■ **WHAT THE TASK REQUIRES**
The task calls for each line of the records below in which the word "either" appears.

■ **Records contained in a dataset**
PR #817, opened 2023-02-17
Bugfix/Score serialization

bfolie:
# Citrine Python PR

## Description 
Although setting the name and description is deprecated, we still need those fields on the backend. That should be fixed, but for now silently set defaults.

### PR Type:

### DIFF
--- a/src/citrine/informatics/scores.py
+++ b/src/citrine/informatics/scores.py
@@ -17,6 +17,9 @@ class Score(PolymorphicSerializable['Score']):
 
     """
 
+    _name = properties.String('name')
+    _description = properties.String('description')
+
     @classmethod
     def get_type(cls, data):
         """Return the subtype."""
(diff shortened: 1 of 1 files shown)


src/citrine/informatics/scores.py
```diff
@@ -17,6 +17,9 @@ class Score(PolymorphicSerializable['Score']):
 
     """
 
+    _name = properties.String('name')
+    _description = properties.String('description')
```
anoto-moniz, line 21: If they're only needed for deserialization, we can mark them as `serializable=False` so we won't even send anything to the backend when POSTed.

anoto-moniz (approved):

src/citrine/informatics/scores.py
bfolie: They're only needed for serialization, so I marked `deserializable=False`

PR #826, opened 2023-03-08
Allow user to update predictor without retraining, default case is to retrain

genfx999:
# Citrine Python PR

## Description 
From original support ticket, a request from DS to allow changing name of predictor (from API) without automatically retraining.  The training was initiated from the predictorCollection.update in all cases, this update allows training to be omitted if desired.

### PR Type:


anoto-moniz:
Do we actually want this behavior? From the linked ticket, I don't know that we do. And if so, why wouldn't we also add that option to `register`?

anoto-moniz (changes requested):
Do we actually want this behavior? From the linked ticket, I don't know that we do. And if so, why wouldn't we also add that option to `register`?

PR #827, opened 2023-03-08
[PLA-9323] Add ingredient ratio constraint.

anoto-moniz:
This constraint is used on a design space, and allows the user to constrain an ingredient or label based on its ratio to others.

### PR Type:


src/citrine/informatics/constraints/ingredient_ratio_constraint.py
```diff
@@ -0,0 +1,107 @@
...
+        """Set the label and its multiplier in the numerator."""
+        self._labels = self._numerator_validate(value, "Label")
+
+    def _numerator_read(self, num_dict):
+        if num_dict:
+            return tuple(num_dict.items())[0]
+        else:
+            return None
+
+    def _numerator_validate(self, value, input_type):
```
sfriedowitz, line 93: The backend is also doing this validation logic, correct? I guess it's good to do it early, but perhaps not strictly necessary to have it client-side this things will eventually fall out of sync.

sfriedowitz: _If_ we want to do more client-side validation, we may also want to validate that the basis is (1) has > 0 entries and (2) the basis multipliers are positive.

sfriedowitz (commented):
one comment, but looks pretty good

src/citrine/informatics/constraints/ingredient_ratio_constraint.py
anoto-moniz: Only sort of. The main purpose is to ensure they only provide a single key-value pair, since that's what we want to support in the client right now. Since there's no datatype in Python to let me restrict the length of a sequence (that I know of), I enforce it here.

I added the multiplier piece while I was here, but it could be removed to let the backend respond if we really want to. I'd just rather be strict in the client and relax those constraints later rather than the other way around.

sfriedowitz: Sounds good, I won't complain about it.

src/citrine/__version__.py
```diff
@@ -1 +1 @@
-__version__ = '2.3.0'
+__version__ = '2.4.0'
```
sfriedowitz, line 1: Thimnk you need a new verison bump

sfriedowitz (approved):

PR #830, opened 2023-03-14
PLA-12095: Deprecated FormulationDescriptor on table data source

sfriedowitz:
# Citrine Python PR

`formulation_descriptor` is no longer a field on a `GemTableDataSource`. Deprecate its usage, update various docs, and make package-wide test updates to use the only two valid keys for formulations.

Its very possible I missed some doc updates, but this is a definite improvement.

### PR Type:


src/citrine/informatics/descriptors.py
```diff
@@ -252,3 +253,11 @@ def __str__(self):
 
     def __repr__(self):
         return "FormulationDescriptor(key={})".format(self.key)
+
+    @staticmethod
+    def hierarchical() -> "FormulationDescriptor":
```
sfriedowitz, line 258: I'm not sure what we want to call this for the SDK?

scripts/run_pytest.sh
```diff
@@ -0,0 +1,9 @@
+#!/usr/bin/env sh
```
sfriedowitz, line 1: I find this is helpful for my local development

src/citrine/informatics/descriptors.py
bfolie: @jspeerless thoughts on user-facing language?

src/citrine/informatics/descriptors.py
```diff
@@ -252,3 +253,13 @@ def __str__(self):
...
+        """The hierarchical formulation descriptor with key 'Formulation'."""
+        return FormulationDescriptor("Formulation")
+
+    @staticmethod
+    def flat() -> "FormulationDescriptor":
```
bfolie, line 263: Is this (using static methods to create specific instantiations of a class) Python idiomatic? It feels so much like Scala that it makes me wary. Maybe I'm over-thinking it

docs/source/workflows/descriptors.rst
```diff
@@ -62,9 +62,18 @@ The Molecular Structure Descriptor has no parameters other than a name.
...
-:class:`~citrine.informatics.descriptors.FormulationDescriptor` is used to represent variables that contain information
-about mixtures of other materials.
-The Formulation Descriptor has no parameters other than a name.
+:class:`~citrine.informatics.descriptors.FormulationDescriptor`
+is used to represent variables that contain information about mixtures of other materials.
+The Formulation Descriptor has no parameters other than a name,
+of which the two allowed values are 'Formulation' and 'Flat Formulation'.
+The key 'Formulation' should be used when referring to mixtures found directly in the training data,
+for which the ingredients may be other mixtures themselves.
+The key 'Flat Formulation' should be used when referring to mixtures containing only raw ingredients,
```
bfolie, line 71: In a one-level mixing problem the mixture only contains raw ingredients, but we still want to use "Flat Formulation"

src/citrine/informatics/descriptors.py
sfriedowitz: Looks like the googles says we should use a `classmethod` for alternate constructors: https://realpython.com/python-multiple-constructors/#defining-multiple-class-constructors:~:text=Remove%20ads-,Providing%20Multiple%20Constructors%20With%20%40classmethod%20in%20Python,-A%20powerful%20technique

src/citrine/informatics/descriptors.py
sfriedowitz: James said he likes "hierarchical" here

tests/informatics/test_predictors.py
```diff
@@ -343,7 +343,7 @@ def test_auto_ml_multiple_outputs(auto_ml_multiple_outputs):
 def test_ing_to_formulation_initialization(ing_to_formulation_predictor):
     """Make sure the correct fields go to the correct places for an ingredients to formulation predictor."""
     assert ing_to_formulation_predictor.name == 'Ingredients to formulation predictor'
-    assert ing_to_formulation_predictor.output.key == 'formulation'
+    assert ing_to_formulation_predictor.output.key == 'Formulation'
```
kroenlein, line 346: Can this set of tests happen with a constant / enum instead of a hard-coded string?

kroenlein, line 346: Can this be a constant / enum instead of having that string appear several times in tests?

scripts/run_pytest.sh
kroenlein: From a formal perspective, this should be a second PR. In this case, I won't block on this.

Why are you putting pytest in the script but not flake8, derp, or validate-version-bump.sh?

Is the directory modification necessary? The test dir should probably be tests not ..

My current git hook that could probably use an update:
```
if [ "`git rev-parse --abbrev-ref HEAD`" == "main" ];
     then echo "On main branch";
     exit 1;
fi                                 &&
scripts/validate-version-bump.sh   &&
flake8 src                         &&
pytest --quiet --cov=src --cov-report term-missing:skip-covered   \
  --cov-config=tox.ini --no-cov-on-fail --cov-fail-under=100 -x tests
```

kroenlein (dismissed):
Primary work looks fine, though I didn't dig through to make sure you have 100 % doc coverage.

A couple of non-blocking questions.

scripts/run_pytest.sh
sfriedowitz: >Why are you putting pytest in the script but not flake8, derp, or validate-version-bump.sh?

Because it is quite easy to remember the command `flake8 src`, and harder to type out the pytest command with specific coverage flags.

> Is the directory modification necessary

Yes, so the script can be invoked regardless of where your terminal is currently located.

> The test dir should probably be tests not ..

Copied directly from the previous `.travis.yml` file. We can change to `tests` if desired.

>My current git hook that could probably use an update:

Probably good to update that to call this script directly after this PR 🙃

tests/informatics/test_predictors.py
sfriedowitz: Sure, I can make an enum of the two allowed keys.

scripts/run_pytest.sh
sfriedowitz: I do see a bug in my directory modification, which I will fix now.

sfriedowitz: Fixed in this revision.

src/citrine/informatics/descriptors.py
```diff
@@ -235,20 +250,36 @@ class FormulationDescriptor(Serializable['FormulationDescriptor'], Descriptor):
...
     """
 
-    typ = properties.String('type', default='Formulation', deserializable=False)
+    typ = properties.String(
+        'type', default=FormulationKey.HIERARCHICAL.value, deserializable=False
+    )
+
+    def __init__(self, key: Union[FormulationKey, str]):
+        if not isinstance(key, FormulationKey):
+            key = FormulationKey.get_enum(key)
```
bfolie, line 265: This will throw an error if `key` is not one of the two options, yes?

sfriedowitz: Yep

sfriedowitz: I think we are already forcing them down a path of failed assets by using other keys so that additional client-side validation is fine.

bfolie: fair enough

bfolie (approved):

PR #835, opened 2023-03-21
[PLA-12207] Add BranchCollection.get_by_root_id.

anoto-moniz:
Allows the caller to get the latest version of a branch by passing the root branch ID. This allows a user to go between the UI and SDK more easily when necessary.

### PR Type:


src/citrine/resources/branch.py
```diff
@@ -100,6 +101,33 @@ def build(self, data: dict) -> Branch:
...
+
+        Returns
+        -------
+        Branch
+            The latest version of the branch.
+
+        """
+        params = {"root": str(branch_root_id), "version": "latest"}
+        branch = next(self._list_with_params(per_page=1, **params), None)
+        if branch:
```
kroenlein, line 121:
```suggestion
        if branch is None:
```
Probably equivalent in practice, but explicit None comparison is preferred in style guides.

tests/resources/test_branch.py
```diff
@@ -406,3 +407,35 @@ def test_experiment_data_source_no_project_id(session):
...
+    root_id = uuid.uuid4()
+
+    # When
+    branch = collection.get_by_root_id(branch_root_id=root_id)
+
+    # Then
+    assert session.calls == [FakeCall(
+        method='GET',
+        path=branch_path,
+        params={'page': 1, 'per_page': 1, 'root': str(root_id), 'version': 'latest'}
```
kroenlein, line 425: Should this just be testing for `root` and `version` rather than the full call structure?  I feel like those are the only bits that actually matter, and `page` and `per_page` are internal implementation details.

src/citrine/exceptions.py
```diff
@@ -82,7 +84,25 @@ def __init__(self, path: str, response: Optional[Response] = None):
...
 
-    pass
+    @staticmethod
+    def build(*, message: str, method: str, path: str, params: dict = {}):
+        """
+        Construct a NotFound response from parameters.
+
+        This allows raising NotFound locally to produce consistent behavior even if the server
+        doesn't return a 404.
+        """
```
kroenlein, line 94: Public method doesn't document it's arguments / return value

kroenlein (approved):
Minor, non-blocking style concerns.

src/citrine/resources/branch.py
anoto-moniz: Use of truth values is idiomatic Python, and I don't see PEP 8 taking a stance one way or another about their use.

tests/resources/test_branch.py
anoto-moniz: Only `root` and `version` are relevant, yes. But the `FakeCall` construct compares the whole payload, not just present keys, so they must be included. And since this is a unit test, including internal details isn't a problem (although it should of course be avoided when possible).

kroenlein (approved):
Approving following previous non-blocking approval.

kroenlein (approved):

PR #840, opened 2023-03-31
Make path construction & escaping central

kroenlein:
# Citrine Python PR

## Description 
This moves some longer URL construction logic from the file_link.py into collection.py, and then refactors the methods that I could find to take advantage.  There is still some URL construction happening in the various resource files, but that'd take another refactoring push because those are either a) in Resources, not Collections or b) changing something early in the Collection path.

[Jenkins job](https://jenkins.corp.citrine.io/job/nextgen-ITs/36618/)

### PR Type:


src/citrine/_rest/collection.py
```diff
@@ -39,15 +40,37 @@ def _put_resource_ref(self, subpath: str, uid: Union[UUID, str]):
...
         else:
-            return format_escaped_url(self._path_template + subpath,
-                                      **self.__dict__)
+            base = urlparse(self._path_template)
+        path = base.path.split('/')
+
+        if uid is not None:
+            path.append("{uid}")
+
+        if action is None:
```
anoto-moniz, line 57: If the `action` parameter defaults to `[]`, then this first clause wouldn't be necessary.

src/citrine/_rest/collection.py
```diff
@@ -1,6 +1,7 @@
 from abc import abstractmethod
 from logging import getLogger
-from typing import Optional, Union, Generic, TypeVar, Iterable, Iterator
+from typing import Optional, Union, Generic, TypeVar, Iterable, Iterator, Sequence, Dict
```
anoto-moniz, line 3: `typing.Sequence` [is deprecated](https://docs.python.org/3/library/typing.html#typing.Sequence). Use `collections.abc.Sequence` instead.

src/citrine/_rest/collection.py
```diff
@@ -39,15 +40,37 @@ def _put_resource_ref(self, subpath: str, uid: Union[UUID, str]):
...
+
+        if action is None:
+            action = []
+        elif isinstance(action, str):
+            action = [action]
+        else:
+            action = list(action)
+        path.extend(["{}"] * len(action))
+
+        if query_terms is None:
```
anoto-moniz, line 65: Same as `action` (except a dict, of course).

src/citrine/_rest/collection.py
```diff
@@ -39,15 +40,37 @@ def _put_resource_ref(self, subpath: str, uid: Union[UUID, str]):
...
+            query_terms = {}
+        query_args = [x for k_and_v in query_terms.items() for x in k_and_v]
```
anoto-moniz, line 67: Instead of this and your join below, you can use `urllib.parse.urlencode`: [https://docs.python.org/3/library/urllib.parse.html#urllib.parse.urlencode](https://docs.python.org/3/library/urllib.parse.html#urllib.parse.urlencode)

src/citrine/_rest/collection.py
```diff
@@ -39,15 +40,37 @@ def _put_resource_ref(self, subpath: str, uid: Union[UUID, str]):
...
-                                      **self.__dict__)
+            base = urlparse(self._dataset_agnostic_path_template)
         else:
-            return format_escaped_url(self._path_template + subpath,
-                                      **self.__dict__)
+            base = urlparse(self._path_template)
+        path = base.path.split('/')
+
+        if uid is not None:
+            path.append("{uid}")
```
anoto-moniz, line 55: What's the reason for inserting a format string and having `format_escaped_url` populate it, rather than just appending the value inline here?

anoto-moniz: Ah, nevermind, it's because of how you construct `path`. Makes sense.

src/citrine/_rest/pageable.py
```diff
@@ -1,5 +1,5 @@
 from logging import getLogger
-from typing import Optional, Iterable, Dict, Tuple, Callable, Union
+from typing import Optional, Iterable, Dict, Tuple, Callable, Union, Sequence
```
anoto-moniz, line 2: See comment above.

src/citrine/_rest/collection.py
kroenlein: Yes, thanks!

kroenlein: It's deprecated as of 3.9, but we support 3.7.

src/citrine/_rest/collection.py
kroenlein: Done.

src/citrine/_rest/collection.py
kroenlein: Makes sense, though it'd be slightly better if I moved that into a argument to `format_escaped_url` -- we're mixing responsibilities.

Done.

anoto-moniz (approved):

PR #843, opened 2023-04-12
[PLA-12391] Support retraining stale predictors.

anoto-moniz:
Our releases sometimes mean the platform cannot load trained predictors. We call these predictors stale. The predictor configuration is still in tact and usable, so our solution is to silently retrain it when it's used in a design execution.

The modify candidates feature allows users to use an old, trained predictor directly. As such, it also sometimes requires retraining, but outside the context of a design execution. As such, this exposes a route to check if a predictor is stale, and to retrain such a predictor.

### PR Type:


genfx999 (approved):

src/citrine/resources/predictor.py
```diff
@@ -147,6 +153,22 @@ def convert_to_graph(self,
...
+        path = self._construct_path(uid, version, "is-stale")
+        response = self.session.get_resource(path, version=self._api_version)
+        return response["is_stale"]
+
+    def retrain_stale(self,
+                      uid: Union[UUID, str],
+                      *,
+                      version: Union[int, str] = MOST_RECENT_VER) -> Predictor:
+        path = self._construct_path(uid, version, "retrain-stale")
+        entity = self.session.put_resource(path, {}, version=self._api_version)
```
kroenlein, line 169: It's weird that we have to manually put in the API version.  Seems like we should have cleaned this up to defaultly use the `self._api_version`.

kroenlein (approved):
Looks good.  Hope the path clean-ups helped.

PR #844, opened 2023-04-17
PLA-12433: Only graph predictor usages on platform

sfriedowitz:
# Citrine Python PR

## Description 
Platform only supports graph predictors. Eliminating usages of other predictor types in the context of a graph. Defines a new `PredictorNode` hierarchy for the individual components nested within a graph.

ITs running off this branch: https://jenkins.corp.citrine.io/job/nextgen-ITs/37203/

### PR Type:


src/citrine/informatics/predictors/node.py
```diff
@@ -0,0 +1,61 @@
...
+        warnings.warn(
+            f"The field `training_data` on single predictor nodes is deprecated "
+            "and will be removed in version 3.0.0. Include training data for all "
+            "sub-predictors on the parent GraphPredictor. Existing training data "
+            "on this predictor will be moved to the parent GraphPredictor upon registration.",
+            DeprecationWarning
+        )
+
+
+class PredictorNode(PolymorphicSerializable["PredictorNode"]):
```
sfriedowitz, line 20: It is not possible for the node types to acquire meta-data/version information because they cannot be registered standalone. As such, I have removed those mix-in classes from the inheritance chain which would indicate a break in the fields present on the types. 

They can be added back for the sake of backwards compat if we deem necessary.

src/citrine/informatics/predictors/predictor.py
```diff
@@ -1,125 +0,0 @@
...
-from citrine.informatics.data_sources import DataSource
-from citrine.resources.report import ReportResource
-from citrine.informatics.predictors.single_predict_request import SinglePredictRequest
-from citrine.informatics.predictors.single_prediction import SinglePrediction
-from citrine._utils.functions import format_escaped_url
-
-__all__ = ['Predictor']
-
-
-class Predictor(PolymorphicSerializable['Predictor'], AsynchronousObject):
```
sfriedowitz, line 18: The `GraphPredictor` assumes all fields from this interface, since there is only one type.

We can change the inheritance chain back to maintain backwards compat if we deem. necessary.

src/citrine/informatics/predictors/graph_predictor.py
```diff
@@ -1,25 +1,35 @@
...
+    The GraphPredictor is the only predictor that can be registered on the Citrine Platform
+    and carries along its meta-data regarding versioning, platform identifiers, and updates.
 
     Parameters
     ----------
     name: str
         name of the configuration
     description: str
         the description of the predictor
-    predictors: List[Union[UUID, Predictor]]
```
sfriedowitz, line 21: Removing the `UUID` signature for graphs, which is technically a break.

tests/resources/test_descriptors.py
```diff
@@ -50,6 +50,21 @@ def test_from_predictor_responses():
...
+    graph_results = descriptors.from_predictor_responses(predictor=graph, inputs=[MolecularStructureDescriptor(col)])
+    assert graph_results == [
+        RealDescriptor(
+            key=r['descriptor_key'],
+            lower_bound=r['lower_bound'],
+            upper_bound=r['upper_bound'],
+            units=r['units']
+        ) for r in response_json['responses']
+    ]
+
```
bfolie, line 67: What new logic is this testing?

tests/serialization/test_predictors.py
```diff
@@ -49,39 +50,45 @@ def test_graph_serialization(valid_graph_predictor_data):
...
 
 def test_auto_ml_serialization(valid_auto_ml_predictor_data):
     """"Ensure that a serialized AutoMLPredictor looks sane."""
-    predictor_serialization_check(valid_auto_ml_predictor_data, AutoMLPredictor)
+    predictor_node_serialization_check(valid_auto_ml_predictor_data, AutoMLPredictor)
 
 
-def test_invalid_predictor_type(invalid_predictor_data):
+def test_invalid_graph(invalid_graph_predictor_data):
+    """Ensures we raise proper exception when horribly malformed data is used."""
```
bfolie, line 86:
```suggestion
    """Ensures we raise proper exception when malformed data is used."""
```

I hope that it doesn't need to be horribly malformed in order to raise an exception :p

src/citrine/informatics/predictors/graph_predictor.py
bfolie: Where did we come down on the discussion of minor vs. major version bump?

src/citrine/informatics/predictors/graph_predictor.py
```diff
@@ -31,40 +41,75 @@ class GraphPredictor(VersionedEngineResource['GraphPredictor'], Predictor):
...
+            project_id=self._project_id,
+            predictor_id=str(self.uid),
+            version=self.version
+        )
+
+    def predict(self, predict_request: SinglePredictRequest) -> SinglePrediction:
+        """Make a one-off prediction with this predictor."""
+        path = self._path() + '/predict'
+        res = self._session.post_resource(path, predict_request.dump(), version=self._api_version)
+        return SinglePrediction.build(res)
```
bfolie, line 115: Is this new or was it moved from somewhere else?

src/citrine/informatics/predictors/graph_predictor.py
sfriedowitz: We didn't land on anything.

I suggested y'all have a look at this draft, which is the "ideal" state in terms of changes. And see if we can walk any of these changes back until we feel comfortable doing this under a minor instead of a major.

src/citrine/informatics/predictors/graph_predictor.py
sfriedowitz: This is all copied from the `Predictor` super class, which has been absorbed into the `GraphPredictor` class.

tests/resources/test_descriptors.py
sfriedowitz: The fact that the `from_predictor_responses` endpoint accepts a `Union[PredictorNode, GraphPredictor]` type, and has a conditional checking how to extract the JSON payload.

src/citrine/informatics/predictors/graph_predictor.py
bfolie: I really doubt anyone is doing this, but we could keep this as `List[Union[UUID, Predictor]]`, and if there are any UUIDs filter them out and emit a deprecation warning

src/citrine/informatics/predictors/node.py
bfolie: These are all read-only fields, right? So the potential break is that someone could have a script in which they request, say the `updated_by` field of a predictor node, and that field is no longer available. Is that correct?

If it's impossible to register non-graph predictor nodes, then none of those fields are meaningful anyway. We'd want to pull the associated value from the graph predictor. Not that that's easy to do...

sfriedowitz: >If it's impossible to register non-graph predictor nodes, then none of those fields are meaningful anyway

These fields are only populated when you register a predictor. They are generated by the platform upon DB entry. Given that all predictor nodes are contained within the Graph, I do not think it is possible for these fields to be populated on the node classes.

So for example, lets say a user creates a local `AutoMLPredictor` and tries to access the `updated_by` field. Before these changes, that would result in a value of `None` being returned. After these changes, it would become `'AutoMLPredictor' object has no attribute 'updated_by'`

I suppose one option is to just leave the inheritance of those types and the fields can never be populated since the platform will never fill them in.

src/citrine/informatics/predictors/graph_predictor.py
sfriedowitz: That works. I can make that change.

src/citrine/informatics/predictors/node.py
bfolie: Let's just leave the inheritance. It maintains strict backwards compatibility and is very easy to remove when we go to version 3

sfriedowitz: The inheritance fucks with the serialization paths for the data, so this is quite tedious to figure out.

src/citrine/informatics/predictors/predictor.py
```diff
@@ -1,125 +1,11 @@
...
 
 
-class Predictor(PolymorphicSerializable['Predictor'], AsynchronousObject):
-    """Module that describes the ability to compute/predict properties of materials.
-
-    Abstract type that returns the proper type given a serialized dict. Subtype
-    based on the 'type' value of the passed in dict.
-
-    """
+class Predictor(AsynchronousObject):
```
sfriedowitz, line 6: I added back this type as pretty much a dummy object, in case anyone is importing it within their scripts. The majority of fields have been moved over to Graph Predictor.

src/citrine/informatics/predictors/node.py
```diff
@@ -0,0 +1,177 @@
...
+        typ = type_dict.get(data['type'])
+        if typ is not None:
+            return typ
+        else:
+            raise ValueError(
+                '{} is not a valid predictor node type. '
+                'Must be in {}.'.format(data['type'], type_dict.keys())
+            )
+
+    @property
```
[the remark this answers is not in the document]
bfolie: That'll do for now. Hopefully we'll get rid of this before too long

bfolie:
Did you test out the e2e tests using this branch? Given the magnitude of the changes it seems prudent

sfriedowitz:
I've ran a few. Here is a new one after my most recent changes: https://jenkins.corp.citrine.io/job/nextgen-ITs/37261/

bfolie (approved):

PR #845, opened 2023-04-19
[PLA-12466] Fix ingredient ratio constraint interface.

anoto-moniz:
To match the UI, users should not be able to provide multipliers for the basis labels or ingredients. The client still needs to provide them (as 1) to the backend, though.

### PR Type:


jamie-heller (dismissed):
LGTM!

anoto-moniz:
> I don't know this interface well enough to review. Can you link the API docs? It looks like your calls have less data in them than there used to be.

Unfortunately, I can't link to the docs, because the design space portion of the API just accepts a JSON blob. And this impacts the handling of a specific constraint type.

The backend API hasn't changed, though. The intention is to further restrict the clients in order to keep data in line with the way we're going to present this feature in the UI. If by my calls having less data you mean that the user's "basis" multipliers are ignored, then yes, that's correct.

genfx999 (approved):

PR #846, opened 2023-04-20
[PLA-12483] Predictor archive/restore are not implmented.

anoto-moniz:
Predictor versioning and the separation between archiving/restoring versions and roots meant the standard archive/restore should no longer be used. They were deprecated, but when we bumped to 2.0, they wer removed, which uncovered the base collection archive/restore, despite them no longer working as expected.

So instead, we explicitly raise a NotImplementedError with a descriptive error message.

### PR Type:


kroenlein (dismissed):
I'm a little torn on the philosophical question of is this a change in API.  But thing that threw and exception before throws an exception, so... 🤷

kroenlein (approved):

PR #887, opened 2023-09-18
PLA-13279: Change template name field on TemplateLink

sfriedowitz:
# Citrine Python PR

## Description 
The UI requires these new fields, so we updated the data structure internally. Given that this is not used in practice, I am proposing we do not worry about a backwards compatible change here and "lie" a bit on our versioning.

### PR Type:


src/citrine/informatics/design_spaces/hierarchical_design_space.py
```diff
@@ -25,26 +25,30 @@ class TemplateLink(Serializable["TemplateLink"]):
...
-    template_name = properties.Optional(properties.String, "name")
+    material_template_name = properties.Optional(properties.String, "material_template_name")
+    process_template_name = properties.Optional(properties.String, "process_template_name")
 
     def __init__(
             self,
             *,
             material_template: UUID,
             process_template: UUID,
-            template_name: Optional[str] = None
```
sfriedowitz, line 43: @jspeerless do you care that this is a breaking change? Nobody is really using this yet

kroenlein: I'm fine with either option (minor bias toward deprecation cycle), but it'd be pretty straight forward to support both keyword arguments, issuing deprecation warnings on `template_name` usage and feeding them both into the material_template_name field.

sfriedowitz: ill support both with an actual deprecation.

PR #901, opened 2023-11-13
as_admin listing for users and teams

robbtraister:
# Citrine Python PR

## Description 
In order to restrict the list of users to only those on shared teams, we must expose an admin variant of the users list for user management. This feature already exists for teams, but was not previously exposed in the SDK.

This PR adds a toggle to include the `?as_admin=true` query param, allowing an admin to request the entire user list (the backend still applies logic to ensure the requesting user is actually an admin).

■ **RESPONSE**
This moves some longer URL construction logic from the file_link.py into collection.py, and then refactors the methods that I could find to take advantage.  There is still some URL construction happening in the various resource files, but that'd take another refactoring push because those are either a) in Resources, not Collections or b) changing something early in the Collection path.
kroenlein: I'm fine with either option (minor bias toward deprecation cycle), but it'd be pretty straight forward to support both keyword arguments, issuing deprecation warnings on `template_name` usage and feeding them both into the material_template_name field.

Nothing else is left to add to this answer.